21.9 The Amnesty

Both warring factions sent envoys to Sparta, and the Spartans sent a peace commission to Athens to mediate. The general terms of the agreement stipulated that everyone might return home except for the Thirty, the Eleven, and the Ten who had ruled in the oligarchy.  The former rulers, however, and anyone else who feared reprisals might reside in Eleusis, where most of the former rulers had retired already, or they might undergo a judicial review to rehabilitate themselves if they had not acted maliciously.  There was to be a general amnesty for all others.[57] 

According to the Amnesty, ordinary citizens would not be liable for crimes they might have committed, often under duress (but sometimes out of greed or vengefulness), under the rule of the Thirty.  The people swore not to harbor grudges from past wrongdoing (mē mnēsikakein), to bury the hatchet.[58]  There was, however, one piece of unfinished business: the surviving oligarchs, holed up in the town of Eleusis, far from cooperating with the new government, started hiring mercenary soldiers to attack the Athenians.  The new government of Athens gathered an army which marched against Eleusis (401 BC).  When the leaders of the oligarchic army came out to negotiate, they were summarily executed and the remainder were persuaded to lay down their arms.[59]  With the enemies of democracy neutralized, the people of Athens set about to rebuild their ruined government, and, after a disastrous experiment of rule by the Few, to restore power to the Many.

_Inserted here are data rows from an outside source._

PR #2002, opened 2026-07-30
feat(think): add experimental Computer workspace

cjol:
This PR adds an opt-in `@cloudflare/think/experimental/computer` entrypoint for using Cloudflare Computer as a Think workspace. Existing Think agents continue to use `@cloudflare/shell` and `just-bash` unless they opt in. It consumes the shared client compatibility added by cloudflare/computer#26.

## Why

- Computer provides a durable filesystem plus native shell execution, while the current Think workspace runs commands through the in-process `just-bash` fallback.
- Replacing the default workspace would change execution behavior and hide existing workspace data. There is no migration between the legacy `@cloudflare/shell` tables and Computer `vfs_*` tables.
- The integration therefore lives behind an experimental export and optional peer dependency, so each Think class can opt in independently.
- Local and remote Computer clients now share the upstream `useThink` compatibility surface. Keeping a second filesystem adapter in Think would duplicate path, stat, and missing-file translations and allow the two implementations to drift.

## Public API Surface

All additions are under the new experimental export.

| Symbol | Kind | Notes |
| --- | --- | --- |
| `createComputerWorkspace` | Function | Constructs a locally owned Computer with `useThink: true` |
| `adaptComputer` | Function | Validates and narrows a compatible `getWorkspace()` client without wrapping it |
| `ComputerWorkspace` | Type | A Computer client intersected with Think `WorkspaceLike` |
| `LocalComputerWorkspace` | Type | A local Computer intersected with Think `WorkspaceLike` |
| `Computer` | Class re-export | Alias for the current Computer `Workspace` class |
| `getWorkspace` | Function re-export | Resolves local and remote Computer clients |
| `withWorkspace` | Mixin re-export | Adds Computer ownership to another Durable Object class |
| `WorkspaceServiceProxy` | Worker entrypoint re-export | Connects the Worker shell backend to the owning Think instance |
| `WorkerShellBackend` | Class re-export | Worker Loader shell backend |
| `ComputerOptions` | Type | Options accepted by `createComputerWorkspace` |
| `WorkspaceClient` | Type | Local or remote Computer client type |
| `WorkerShellBackendOptions` | Type | Worker shell backend configuration |
| `WorkerShellFetcher` | Type | Fetcher contract used by the Worker backend |

## Architectural Changes

```text
Think.workspace
├── default: @cloudflare/shell Workspace
│   └── built-in bash tool uses just-bash
└── opt-in override: @cloudflare/computer
    ├── owner enables useThink once
    ├── local and remote clients expose the same Think methods
    ├── native fs, runtime, git, assets, and artifacts stay available
    └── built-in bash tool uses Computer shell exec
```

## Code Changes

- Adds the experimental Computer entrypoint and preserves the native Computer object for both local ownership and remote clients.
- Makes `adaptComputer()` a runtime assertion because the owner-side `useThink` option cannot be inferred across RPC. It returns the original client rather than a compatibility wrapper.
- Teaches `createWorkspaceTools()` to use a workspace native shell when available while retaining the existing `just-bash` fallback.
- Adds the host bridge that lets `WorkspaceServiceProxy` obtain the stub for a Computer owned by the Think Durable Object.
- Adds the optional Computer peer, build entrypoint, package export, changeset, and user documentation.

## Compatibility

- This is an additive minor change. Think default workspace, direct workspace methods, stored data, and `just-bash` execution remain unchanged.
- Opting in starts with a separate Computer workspace. Existing legacy files remain untouched but are not visible through Computer, and Computer files are not visible after switching back.
- Consumers importing the experimental entrypoint need `@cloudflare/computer@>=0.1.1 <0.2.0`.
- The development dependency uses the published `@cloudflare/computer@^0.1.1` release, which includes the shared Think compatibility surface from cloudflare/computer#26.


cjol:
@aron-cf now that [Computer #26](https://github.com/cloudflare/computer/pull/26) and [workspace #24](https://github.com/cloudflare/workspace/pull/24) have merged, could you publish "@cloudflare/computer 0.1.0-alpha.2" from main? Once that's on npm I can swap the PR preview dep, regenerate lockfile, and undraft this PR.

            During the transition period between the rule of the Thirty and the restoration of democracy, a Board of Ten regents ruled Athens.[60]  One of them, the king archon, was Patrocles of Alopece, who may have been Socrates’ half-brother (see ch. 16*).  During this time, Patrocles ran into a man named Callimachus, who was carrying a bag of money.  Patrocles, apparently thinking Callimachus had stolen the money from government funds, seized it and turned it over to the government.  A year later, soon after the restoration of the democracy, Callimachus sued Patrocles and some associates for return of what he claimed was his own money.  He was awarded ten pounds from Patrocles by a court.  He later sued Patrocles and his associates again, causing them to reply that the case had already been settled.[61] 

Evidently Patrocles took advantage of an option to clear himself of serious wrongdoing under the oligarchy.  He could not thereafter be charged with crimes allegedly committed by the government, but citizens could sue him and other former officials for the recovery of property confiscated.  The incident illustrates how the upheavals of the Thirty continued to drag on into the new regime.  Enmities from the oligarchy were suppressed but not forgotten.

            Athens had survived the Peloponnesian War and the fall of its constitution. The city now needed to rebuild its government and restore civic harmony.  By law the new government had forgiven its wayward citizens—all who had collaborated with the oligarchy.  But the Athenian people, who in both theory and practice were the government, and who in principle had forgiven past wrongs, had not forgotten those who in their view had betrayed their way of life; and they had ways of paying back their perceived enemies.


[57].Xenophon Hellenica 2.4.35-38; Diodorus Siculus 14.33.6; Aristotle Constitution of Athens 39.

[58]. Xenophon Hellenica 2.4.43; see Loening 1987; Wolpert 2002:77-78; Carawan 2013.  The Amnesty was not a decree, but it may have been a treaty (Loening pp. 28-30; affirmed by oath, 54-56) or a public oath (Carawan p. 33).

[59]. Xenophon Hellenica 2.4.43.

[60]. There is, however, evidence that a first Board of Ten (one member chosen from each tribe), which was pro-oligarchy, was replaced by a second Board of Ten, which was pro-democracy: Aristotle Constitution of Athens 38.  The details of this transition are controversial; see Munn 2000: 416 n. 54.  In any case the first Ten ruled the city after the departure of the Thirty; they seem to have been replaced by a more conciliatory Board of Ten who then worked out a reconciliation with the rebels under the direction of the Spartans. Presumably Patrocles was a member of the second Ten.